Since the Torah forbids us to rely on miracles, the Jews must create a miracle for themselves. If they are hypothetically ready to vote for a Kahanist party that is not even in the running, they must use their votes to bring to power a party that will work to change the system. What is more, they must rid themselves of the "it cannot happen" syndrome. Certainly the socialist-minded Israeli press will always do whatever it can in order to preserve the existing political system. Therefore, it will conduct its polls in such a way as to not even mention those parties that are dangerous to the system among the contenders for Knesset seats.

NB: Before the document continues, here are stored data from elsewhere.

PR #9607, opened 2026-01-09
SceneInfra cleanups

andrewvarga:
A few small cleanups in SceneInfra that I wanted to fix:
- type cleanups: any, generic default types, onDragEndCallback
- removed a few unused methods, properties

All of these are non-functional changes.


src/clientSideScene/sceneInfra.ts
```diff
@@ -430,12 +429,13 @@ export class SceneInfra {
...
-    this.renderer.dispose()
-    // Dispose of any other resources like geometries, materials, textures
-  }
+  // Note this was never getting called, SceneInfra is created once and never disposed.
+  // dispose = () => {
+  //   // Dispose of scene resources, renderer, and controls
+  //   this.renderer.forceContextLoss()
+  //   this.renderer.dispose()
+  //   // Dispose of any other resources like geometries, materials, textures
+  // }
```
franknoirot, line 438: Thanks for leaving this in, commented out. I want to talk to y'all about setting lifecycles up so that resources that are only used on the modeling view (like SceneInfra and SceneEntities) are torn down when not in use in future.

src/clientSideScene/sceneInfra.ts
```diff
@@ -200,11 +203,9 @@ export class SceneInfra {
   }
 
   modelingSend: SendType = (() => {}) as any
-  throttledModelingSend: any = (() => {}) as any
```
franknoirot, line 203: Is the new approach that callers of `modelingSend` are responsible for throttling?

andrewvarga: `throttledModelingSend` was only removed because it was not called from anywhere, so I considered it dead code, so it was not because of any change in responsibilities.
However if you feel like this should stay in and we should use it we can do that too.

It is worth remembering that Kahane was elected to the Knesset in spite of the fact that all official polls predicted that his party would not get a single mandate. At that time so-called "travelling polls" by major Israeli newspapers predicted that he would receive 10-12% of votes. Similar polls today forecast that the Herut-Yamin Yisrael list will receive up to 5 seats in the Knesset.

The research of Pedatzur and Kanti strongly suggests that we can expect the arrival of a Knesset party that will be ready to lead the battle with the current Israeli political system. However, if Jews entering the polling booths do not vote with their conscience, and if they do not trust in their strength, they will have no one but themselves to blame for their failure.



Boris Shusteff is an engineer. He is also a research associate with the Freeman Center for Strategic Studies.